写真の裏には「昭和41年.3.12. 楮(こうぞ)はぎ」とメモされています。
楮は「カジ」とも呼ばれ、紙の原料になるものです。山で育てた楮を切り出し、蒸して、皮を剥いで出荷します。この一連の作業「カジ蒸し」は、山の貴重な収入源でもありました。
写真の大人たちは、蒸し上がった楮の皮をせっせと剥いていますね。写真手前の白い枝は皮を剥いだ後の「かじがら」。よく燃えるので今もお風呂の焚き付けなどに使われています。
土佐町の人たちは「子供の頃、よく手伝ったよ。一緒に蒸すお芋を食べるのが楽しみやった」と話す人も多くいます。
皮を剥いでいる大人たちの周りで、子供たちは手伝っているのか、それとも「遊ぼうよ〜」と駄々をこねているのか。どちらにせよ、その幼い眼にこの風景が焼き付いていることは間違いありません。
昭和41年の楮はぎ
「早明浦ダム」という本によると、「昭和42年12月15日 」にダムの基礎掘削が開始されたとのこと。

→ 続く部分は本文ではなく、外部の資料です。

PR #5485, opened 2024-04-12
DBZ-7758 Initial implementation of EhCache buffer

PavelVrtal:
### Work that still needs/could to be done before merge
- [ ]  use explicit [Ehcache Serializers](https://www.ehcache.org/documentation/3.8/serializers-copiers.html) (instead of implementing native Java `Serializable` as of now) to avoid breaking immutable pattern on some data classes
- [ ] only disk tier from Ehcache tiering options is used, so may be good to allow to configure heap tier as well
-- Combination of heap and disk which we wanted for our use case turned out not to be working well, as the limit put on the heap was breached anyway (couldn't find out why) which led to OutOfMemoryError (we needed to limit the heap tier to less than 100 MB).
- [ ] upgrade Ehcache dependency to 3.10: I ended up using Ehcache version 3.8.1 (I've tried also the latest one: 3.10, but encountered problems with dependencies which I couldn't resolve after spending some time on it)

### FYI
- Some refactoring had to be done because up until the introduction of Ehcache, all the implementations were `Map`-based, while Ehcache's `Cache` interface doesn't provide some of `Map`'s methods.

### DIFF
--- a/debezium-connector-oracle/pom.xml
+++ b/debezium-connector-oracle/pom.xml
@@ -51,6 +51,11 @@
             <artifactId>infinispan-core-jakarta</artifactId>
         </dependency>
         <dependency>
+            <groupId>org.ehcache</groupId>
+            <artifactId>ehcache</artifactId>
+            <version>3.8.1</version>
+        </dependency>
+        <dependency>
             <groupId>org.infinispan</groupId>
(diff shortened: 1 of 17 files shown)


jpechane:
Closing, merged via https://github.com/debezium/debezium/pull/5741

PR #5493, opened 2024-04-18
DBZ-7790 fix Debezium oracle connector lost data of the update operat…

leoloel:
…ion when the table has no primary key and contains lob type

### DIFF
--- a/debezium-connector-oracle/src/main/java/io/debezium/connector/oracle/logminer/processor/TransactionCommitConsumer.java
+++ b/debezium-connector-oracle/src/main/java/io/debezium/connector/oracle/logminer/processor/TransactionCommitConsumer.java
@@ -158,6 +158,12 @@ public class TransactionCommitConsumer implements AutoCloseable, BlockingConsume
             return;
         }
 
+        if(table.primaryKeyColumnNames().isEmpty()){
+            LOGGER.debug("\tEvent for table {} has no primary key, dispatching.", table.id());
+            dispatchChangeEvent(event);
+            return;
+        }
+
         if (!tryMerge(accumulatorEvent, event)) {
             prepareAndDispatch(accumulatorEvent);
             if (rowId.equals(currentLobDetails.rowId)) {


Naros:
Hi @leoloel, thanks for the PR.  Can you please also add a test case for this into the `OracleClobDataTypesIT`, `OracleBlobDataTypesIT` and `OracleXmlDataTypesIT` tests where we have each of these as a part of a keyless table.

leoloel:
Yes, the test has been run. The command is  `mvn clean install -pl "debezium-connector-oracle" -am -P"oracle-tests" -D"database.pdb.name=ORCLPDB1"`. Some unrelated tests failed. I tried, before modifying, some of the tests also failed.

Naros:
Thanks @leoloel, I'll look it in more detail then on Monday 👍

Naros:
So, looking at the errors, the issue is where we are dispatching.

In the case of `OracleClobDataTypeIT`, we have a table with a single `CLOB` column.  In this example, Oracle will write several entries to the transaction logs depending on the size of the CLOB data.

### CLOB data less-than 2k

* INSERT INTO table (clob_field) values (EMPTY_CLOB());
* UPDATE table SET clob_field = '...';

### CLOB data greater-than 2k

* INSERT INTO table (clob_field) values (EMPTY_CLOB());
* SELECT_LOB_LOCATOR
* Series of LOB_WRITE
* LOB_END

Your Jira issue is focusing on just the aspect of an `UPDATE`, and in that case, yes we'd see only two events, but only in the context of where the CLOB data is small enough to be stored in the data page rather than in LOB storage when it exceeds 2k.  Therefore, what you're proposing simply won't work for `INSERT` events nor `UPDATE` events with a payload greater than 2k.

Unfortunately, LogMiner does not provide sufficient context.  In the past, I looked at `SEQUENCE#`, `RBASQN`, and `RS_ID` with `SSN` and determined these were not reliable enough for all use cases, but I can certainly take another pass to be absolutely sure.  

But what I am certain is the proposed solution isn't adequate, unfortunately.

leoloel:
So, Do you have any suggestions for modifications? I need help.

Naros:
hi @leoloel, so i didn't want you think this had fallen on deaf ears.  I've been looking at XStream and LogMiner for this to identify some common ground for handling this more efficiently.  I have identified one possibility but I am still checking to be sure this does not cause regressions.  So please stay tuned.

PR #5495, opened 2024-04-18
DBZ-7788 Support with statement/clause in binlog connectors

Naros:
https://issues.redhat.com/browse/DBZ-7788

@jpechane I separated these as only the one applicable for MySQL should be backported since the MariaDB one will only be relevant to 2.7 with the new connector grammar.


jpechane:
@Naros Applied, thanks! Just for the next time it is probably unnecessary to keep the testing query in the procedure definition. IMHO the behavour (and test) should be the same for standalone statements too.

jpechane:
BTW, thanks for splitting the commit. Backporting to 2.6 was seamless!

PR #5497, opened 2024-04-19
DBZ-7697 When new tables are added to MSSQL, its schema must be not captured.

Mon-MFEC:
The current Debezium captured the schema of newly added tables on MSSQL after initial deployment. This pull request will make that if a new tables are added on MSSQL, its schema must be not captured which be a follow the behavior as documented.


Mon-MFEC:
@jpechane  @mfvitale  @Naros 

new PR for [DBZ-7697](https://issues.redhat.com/browse/DBZ-7697)

PR #5688, opened 2024-07-16
DBZ 8054 cache refactor

jeremy-l-ford:


Naros:
Hi @jeremy-l-ford can you take a look at the one test failure related to `shouldNotEmitLastCommittedTransactionEventsUponRestart`?

debezium-connector-oracle/src/main/java/io/debezium/connector/oracle/logminer/processor/AbstractTransactionCachingLogMinerEventProcessor.java
```diff
@@ -0,0 +1,435 @@
...
+                return;
+            }
+
+            String eventKey = transaction.getEventId(transaction.getNextEventId());
+            if (!getEventCache().containsKey(eventKey)) {
+                // Add new event at eventId offset
+                LOGGER.trace("Transaction {}, adding event reference at key {}", transactionId, eventKey);
+                getEventCache().put(eventKey, eventSupplier.get());
+                metrics.calculateLagFromSource(row.getChangeTime());
+                inMemoryPendingTransactionsCache.putOrIncrement(transaction.getTransactionId());
```
Naros, line 266: So I get why this pending transaction cache exists, you split the `MemoryTransaction` to where events are no longer stored in the Transaction like we did for Infinispan, which means we no longer have a solid way to get the event cache size per transaction.  But do we know if this introduces any measurable overhead for heap-based implementations, particularly when large transactions are at play?

debezium-connector-oracle/src/main/java/io/debezium/connector/oracle/logminer/processor/AbstractTransactionCachingLogMinerEventProcessor.java
```diff
@@ -0,0 +1,435 @@
...
+     *
+     * @param minCacheScn the minimum system change number to keep entries until
+     */
+    protected void purgeCache(Scn minCacheScn) {
+        getProcessedTransactionsCache().removeIf(entry -> Scn.valueOf(entry.getValue()).compareTo(minCacheScn) < 0);
+        getSchemaChangesCache().removeIf(entry -> Scn.valueOf(entry.getKey()).compareTo(minCacheScn) < 0);
+    }
+
+    @Override
+    protected Scn calculateNewStartScn(Scn endScn, Scn maxCommittedScn) throws InterruptedException {
```
Naros, line 344: You can ignore these for now, this is something I am still working through:

// todo: this logic has changed (at least from the heap), we need to verify no regression introduced.
// todo: this matches the infinispan implementation line-by-line.

debezium-connector-oracle/src/main/java/io/debezium/connector/oracle/logminer/processor/AbstractTransactionCachingLogMinerEventProcessor.java
```diff
@@ -0,0 +1,435 @@
...
+                }
+            }
+            Loggings.logWarningAndTraceRecord(LOGGER, row, "Cannot undo change on table '{}' since event with row-id {} was not found.", row.getTableId(),
+                    row.getRowId());
+        }
+    }
+
+    protected List<String> getTransactionKeysWithPrefix(String prefix) {
+        AtomicReference<List<String>> result = new AtomicReference<>();
+        getEventCache().keys(stream -> {
```
Naros, line 173: I am curious: if a user has many in-progress transactions, what overhead in performance does this iteration across all events in the cache cause, particularly if I have multiple large transactions?

Naros (commented):
Here are some initial feedback points. 

Btw, the heap tests without the Memory-processor refactor all pass.  I still need to identify the root-cause of the problem with the refactor commit.

Finally, I still need to run the Infinispan buffer to see if there are any regressions.

debezium-connector-oracle/src/main/java/io/debezium/connector/oracle/logminer/processor/AbstractTransactionCachingLogMinerEventProcessor.java
Naros: I also failed to mention, the `Events` array that is maintained in the `MemoryTransaction`, it would seem that tis no longer applicable, so it can be removed, yes?

debezium-connector-oracle/src/main/java/io/debezium/connector/oracle/logminer/processor/AbstractTransactionCachingLogMinerEventProcessor.java
```diff
@@ -0,0 +1,435 @@
...
+            // This means that Oracle LogMiner found an event that should be undone but its corresponding
+            // undo entry was read in a prior mining session and the transaction's sequence could not be
+            // resolved. In this case, lets locate the transaction based solely on XIDUSN and XIDSLT.
+            final String transactionPrefix = getTransactionIdPrefix(row.getTransactionId());
+            LOGGER.debug("Undo change refers to a transaction that has no explicit sequence, '{}'", row.getTransactionId());
+            LOGGER.debug("Checking all transactions with prefix '{}'", transactionPrefix);
+            eventKeys = getTransactionKeysWithPrefix(transactionPrefix);
+            if (!eventKeys.isEmpty()) {
+                // Enforce that the keys are always reverse sorted.
+                eventKeys.sort(EventKeySortComparator.INSTANCE.reversed());
```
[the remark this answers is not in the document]
jeremy-l-ford: Agree that it makes sense to either extract the logic or refactor this method.  Will take a look at what I can do.

debezium-connector-oracle/src/main/java/io/debezium/connector/oracle/logminer/processor/AbstractTransactionCachingLogMinerEventProcessor.java
```diff
@@ -0,0 +1,435 @@
...
+        if (isRecentlyProcessed(transactionId)) {
+            LOGGER.debug("Transaction {} has been seen by connector, skipped.", transactionId);
+            return;
+        }
+        super.processRow(partition, row);
+    }
+
+    @Override
+    protected boolean hasSchemaChangeBeenSeen(LogMinerEventRow row) {
+        return getSchemaChangesCache().containsKey(row.getScn().toString());
```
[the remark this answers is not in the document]
jeremy-l-ford: Might be nice to just have Scn as the key type, but then would need infinispan to have a scn serializer.  I think an ScnAdapter would be needed.    Also, for the LogMinerEventAdapter, would the factory change from String to Scn as well?  

perhaps something to consider for a subsequent PR?

debezium-connector-oracle/src/main/java/io/debezium/connector/oracle/logminer/processor/AbstractTransactionCachingLogMinerEventProcessor.java
jeremy-l-ford: I'm not sure what overhead this will introduce.  If we remove the events from the MemoryTransaction, seems like things might balance out.  Would need to run profiling against this to know.

debezium-connector-oracle/src/main/java/io/debezium/connector/oracle/logminer/processor/AbstractTransactionCachingLogMinerEventProcessor.java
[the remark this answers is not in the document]
Naros: Agreed, I don't know what the cost overhead of an additional serializer would be in this case.

debezium-connector-oracle/src/main/java/io/debezium/connector/oracle/logminer/processor/AbstractTransactionCachingLogMinerEventProcessor.java
Naros: Well, the `MemoryTransaction's event array is no longer used; it's just an empty collection that serves no purpose; hence, my request to remove it.  

However, my concern is the difference between a `List#size` and `List#add`; we have this repeated map put/get+increment tuple. I suspect the latter loses here in performance.

debezium-connector-oracle/src/main/java/io/debezium/connector/oracle/logminer/processor/memory/MemoryLogMinerEventProcessor.java
```diff
@@ -85,221 +50,28 @@ protected MemoryTransaction createTransaction(LogMinerEventRow row) {
...
-                dispatcher.dispatchHeartbeatEvent(partition, offsetContext);
-            }
-            else {
-                abandonTransactions(getConfig().getLogMiningTransactionRetention());
-                final Scn minStartScn = getTransactionCacheMinimumScn();
-                if (!minStartScn.isNull()) {
-                    offsetContext.setScn(minStartScn.subtract(Scn.valueOf(1)));
-                    dispatcher.dispatchHeartbeatEvent(partition, offsetContext);
-                }
-            }
```
Naros, line 269: Found the issue, this part is missing in the calculation, which causes the test to fail.  Reviewing the code more clearly but at least I know the culprit.

debezium-connector-oracle/src/main/java/io/debezium/connector/oracle/logminer/processor/AbstractTransactionCachingLogMinerEventProcessor.java
```diff
@@ -0,0 +1,430 @@
...
+            if (!getLastProcessedScn().isNull() && getLastProcessedScn().compareTo(endScn) < 0) {
+                // If the last processed SCN is before the endScn we need to use the last processed SCN as the
+                // next starting point as the LGWR buffer didn't flush all entries from memory to disk yet.
+                endScn = getLastProcessedScn();
+            }
+
+            // update offsets
+            offsetContext.setScn(endScn);
+            metrics.setOldestScnDetails(minCacheScn, minCacheScnChangeTime);
+            metrics.setOffsetScn(endScn);
```
Naros, line 373:
```suggestion
            offsetContext.setScn(minCacheScn.isNull() ? endScn : minCacheScn.subtract(Scn.valueOf(1)));
            metrics.setOldestScnDetails(minCacheScn, minCacheScnChangeTime);
            metrics.setOffsetScn(offsetContext.getScn());
```

Naros: I need to test this with Infinispan, but I'm pretty confident this should likely solve both problems.  I'm actually shocked, however, this wasn't identified previously :thinking:

debezium-connector-oracle/src/main/java/io/debezium/connector/oracle/logminer/processor/AbstractTransactionCachingLogMinerEventProcessor.java
jeremy-l-ford: The in memory impl kept the events as part of the transaction whereas infinispan used this in memory pending cache.  Should the in memory pending cache be turned into a transient count on the transaction itself?

Naros:
Hmm, these tests failed locally with ISPN:
```
[ERROR]   OracleConnectorIT.shouldCorrectlyUndoWithMultipleSavepoints:4752 expected:<"update[a]"> but was:<"update[]">
[ERROR]   OracleConnectorIT.shouldNotEmitEventsOnConstraintViolations:2282->AbstractConnectorTest.assertNoRecordsToConsume:1004 expected:<[tru]e> but was:<[fals]e>
[ERROR]   OracleConnectorIT.shouldNotEmitEventsOnConstraintViolationsAcrossSessions:2398->AbstractConnectorTest.assertNoRecordsToConsume:1004 expected:<[tru]e> but was:<[fals]e>
[ERROR]   OracleConnectorIT.shouldUndoOnlyLastEventWithSavepoint:4689->AbstractConnectorTest.assertNoRecordsToConsume:1004 expected:<[tru]e> but was:<[fals]e>
```

jeremy-l-ford:
> Hmm, these tests failed locally with ISPN:

I assume you're seeing that locally?  Went and reordered the code to make it easier to compare against the original AbstractInfinispanLogMinerEventProcessor.  Also marked methods whose impls differed from the original implementation.  

Are you using local ISPN or remote ISPN?  The remove method is using the force return flag now where previously it was fetched first before removed.  Just pointing at that difference as well.

debezium-connector-oracle/src/main/java/io/debezium/connector/oracle/logminer/processor/AbstractTransactionCachingLogMinerEventProcessor.java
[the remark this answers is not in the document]
Naros: Follow-up Jira - [DBZ-8110](https://issues.redhat.com/browse/DBZ-8110).

debezium-connector-oracle/src/main/java/io/debezium/connector/oracle/logminer/processor/AbstractTransactionCachingLogMinerEventProcessor.java
Naros: Logged [DBZ-8011](https://issues.redhat.com/browse/DBZ-8111) to document this so we can review this later and see whether there are any performance concerns with this specific method.

Naros (approved):

PR #5689, opened 2024-07-17
[ci] Rename maven global env variable because of 3.9+ changes

obabec:


obabec:
\packit test

Naros (approved):
LGTM, thanks again for this @obabec !

PR #5692, opened 2024-07-18
DBZ-8022 Handle pause/resume polling for buffer changestreams cursor

ani-sha:
https://issues.redhat.com/browse/DBZ-8022

### DIFF
--- a/debezium-connector-mongodb/src/main/java/io/debezium/connector/mongodb/events/BufferingChangeStreamCursor.java
+++ b/debezium-connector-mongodb/src/main/java/io/debezium/connector/mongodb/events/BufferingChangeStreamCursor.java
@@ -17,9 +17,6 @@ import java.util.concurrent.Semaphore;
 import java.util.concurrent.TimeUnit;
 import java.util.concurrent.atomic.AtomicBoolean;
 import java.util.concurrent.atomic.AtomicReference;
-import java.util.concurrent.locks.Condition;
-import java.util.concurrent.locks.Lock;
-import java.util.concurrent.locks.ReentrantLock;
 
 import org.bson.BsonDocument;
 import org.slf4j.Logger;
@@ -37,6 +34,7 @@ import io.debezium.annotation.NotThreadSafe;
 import io.debezium.connector.mongodb.MongoDbConnector;
 import io.debezium.connector.mongodb.MongoDbTaskContext;
 import io.debezium.connector.mongodb.metrics.MongoDbStreamingChangeEventSourceMetrics;
+import io.debezium.pipeline.source.spi.ChangeEventSource;
 import io.debezium.util.Clock;
 import io.debezium.util.DelayStrategy;
 import io.debezium.util.Threads;
@@ -60,9 +58,6 @@ public class BufferingChangeStreamCursor<TResult> implements MongoChangeStreamCu
     private final ExecutorService executor;
     private final DelayStrategy throttler;
     private BsonDocument lastResumeToken = null;
-    private final Lock lock = new ReentrantLock();
-    private final Condition condition = lock.newCondition();
-    private volatile boolean paused = false;
 
     /**
      * Combination of change stream event and resume token
@@ -137,10 +132,12 @@ public class BufferingChangeStreamCursor<TResult> implements MongoChangeStreamCu
         private final MongoDbStreamingChangeEventSourceMetrics metrics;
         private final Clock clock;
         private int noMessageIterations = 0;
+        private final ChangeEventSource.ChangeEventSourceContext context;
 
         public EventFetcher(ChangeStreamIterable<TResult> stream,
                             int capacity,
                             MongoDbStreamingChangeEventSourceMetrics metrics,
+                            ChangeEventSource.ChangeEventSourceContext context,
                             Clock clock,
                             DelayStrategy throttler) {
             this.stream = stream;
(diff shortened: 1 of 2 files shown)


debezium-connector-mongodb/src/main/java/io/debezium/connector/mongodb/events/BufferingChangeStreamCursor.java
```diff
@@ -367,6 +391,27 @@ private ResumableChangeStreamEvent<TResult> pollWithDelay() {
...
 
+    public void pause() {
+        lock.lock();
+        try {
+            paused = true;
+        }
+        finally {
+            lock.unlock();
+        }
+    }
```
jcechace, line 402: This only synchronises the access to `paused`. It also means that when `condition#await` is called the current thread doesn't hold the lock

jcechace (changes requested):
Left some explaining comments. As it is right now the fetcher is not really paused.  The `BufferingChangeStreamCursor`'s `pause()` and `resume()` methods provide a nice interface, however they should only call methods on the fetcher. 

Look into `ChangeEventSource` how streaming pausing / snapshot completion are actually used (there are two conditions used, the methods "cross-wait" for the other one)

jcechace:
@ani-sha  imho the best course of action here is to pass `ChangeEventSourceContext` to the cursor (and down to the fetcher) and just use the exposed methods there :)

debezium-connector-mongodb/src/main/java/io/debezium/connector/mongodb/events/BufferingChangeStreamCursor.java
```diff
@@ -268,6 +273,15 @@ private Optional<ResumableChangeStreamEvent<TResult>> fetchEvent(MongoChangeStre
                     .or(() -> Optional.ofNullable(cursor.getResumeToken()).map(ResumableChangeStreamEvent::new));
         }
 
+        private void waitWhenStreamingPaused(ChangeEventSource.ChangeEventSourceContext context) throws InterruptedException {
+            if (context.isPaused()) {
+                LOGGER.info("Buffering change stream cursor paused");
+                context.streamingPaused();
+                context.waitSnapshotCompletion();
+                LOGGER.info("Buffering change stream cursor resumed");
+            }
```
jcechace, line 282: @ani-sha (cc @Naros) I'm not really sure whether this is the right approach either. 

The reason why I liked the initial pause/resume API on the `BufferingChangeStreamCursor` was that the flow of operation remained explicit and clear. 

It allowed for this workflow

The `MongoDbStreamingChangeEventSource` checked the context, 

1) call to `cursor.pause()` (which in turn should pause the fetcher)
2) call `context.streamingPaused();` to notify that the streaming loop reached a safe waiting spot and thus the streaming is to be considered safely paused
3) await snapshot completion by calling `context.waitSnapshotCompletion()`
4) call `cursor.resume()` (which in turn should resume the fetcher)
5) return and continue with the streaming loop 


Added benefit was that there was not tight coupling between `ChangeEventSourceContext` and the `BufferingChangeStreamCursor`. 

having this exact logic in both `BufferingChangeStreamCursor` and `MongoDbStreamingChangeEventSource` makes the action flow quite confusing as it's not clear when exactly is the notification "streaming safely paused, waiting conditions can proceed" (call to `context.streamingPaused()`) invoked -- depending on timing it could be invoked in the fetcher or when `MongoDbStreamingChangeEventSource#waitWhenStreamingPaused` is called. There are two problems tied to this 

1) One of the two calls of `context.streamingPaused()` will redundant (probably safe, however I'd say that the duplicit notification is error prone)
2) Although the call `MongoDbStreamingChangeEventSource#waitWhenStreamingPaused`  is (and should be!) the first operation in the main streaming loop, the trigger inside fetcher is not visible in `MongoDbStreamingChangeEventSource` and could lead a future developer to think that prior to this the streaming is still running.

jcechace: Thus if we decide that creating the aforementioned coupling is OK, the entire "pause" logic should be moved to the `BufferingChangeStreamCursor` and `MongoDbStreamingChangeEventSource#waitWhenStreamingPaused` should be removed, replacing the call to it with a call to `BufferingChangeStreamCursor#waitWhenStreamingPaused` (which would essentially perform the procedure outlined in the previous comment). 

We would have to make sure that potential interrupts are handled correctly

jcechace:
@Naros One thing I noticed, which slipped in the error handling PR, regarding the fetcher... 

```java
@Override
        public void run() {
            try (MongoChangeStreamCursor<ChangeStreamDocument<TResult>> cursor = stream.cursor()) {
                cursorRef.compareAndSet(null, cursor);
                running.set(true);
                noMessageIterations = 0;
                fetchEvents(cursor);
            }
                LOGGER.error("Fetcher thread interrupted", e);
                throw new DebeziumException("Fetcher thread interrupted", e);
            }
```

Catching `InterruptedException` clears out the interrupt flag, since we are just trowing an exception, is there a need to reset the flag?

debezium-connector-mongodb/src/main/java/io/debezium/connector/mongodb/events/BufferingChangeStreamCursor.java
ani-sha: > Added benefit was that there was not tight coupling between ChangeEventSourceContext and the BufferingChangeStreamCursor

@jcechace  I agree on this. 
I do recall you suggested this approach in one of yours comments which I can't seem to find this PR now. I will wait for Chris's review and rework accordingly.

jcechace: I think it was in chat, I said it was a possibility which has some drawbacks :)

Naros:
Hi @jcechace, this comes down to code future-proofing.

My understanding is that since the fetcher thread where you catch this use case terminates and no code looks at the current thread's interrupt status after that, not explicitly resetting the flag is fine.   However, if, in the future, some additional code is added where the flag reset becomes essential, it just means we'd need to remember to reset it.

If it were me, I'd probably reset it regardless.

jcechace:
@ani-sha  looks good. I've cleaned up few things -- mainly naming, in order to keep the API clean (from fetcher's pov the reason for pausing should be arbitrary, it doesn't have to be snapshot).

jcechace (approved):

Naros (commented):
Thanks you two, LGTM as well 👍

Naros:
Applied to main (=3.0) and branch 2.7.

だから「昭和41年の楮はぎ」は、ダムに沈む直前の楮はぎだったのでしょう。
昭和23年生まれの濱口さんは、子供の頃から「古味地区はダムに沈む」と聞いて育ったと言います。「昭和41年の楮はぎ」の時も、もちろん人々は自分達の暮らしている家や土地がダムに沈むことは分かっていたでしょう。それでも、人々は今まで繰り返してきた営みをやめることなく、最後まで自分達の暮らしを続けていたことをこの写真は教えてくれます。
*「カジ蒸し」は、現在も土佐町の南川地区で行われています。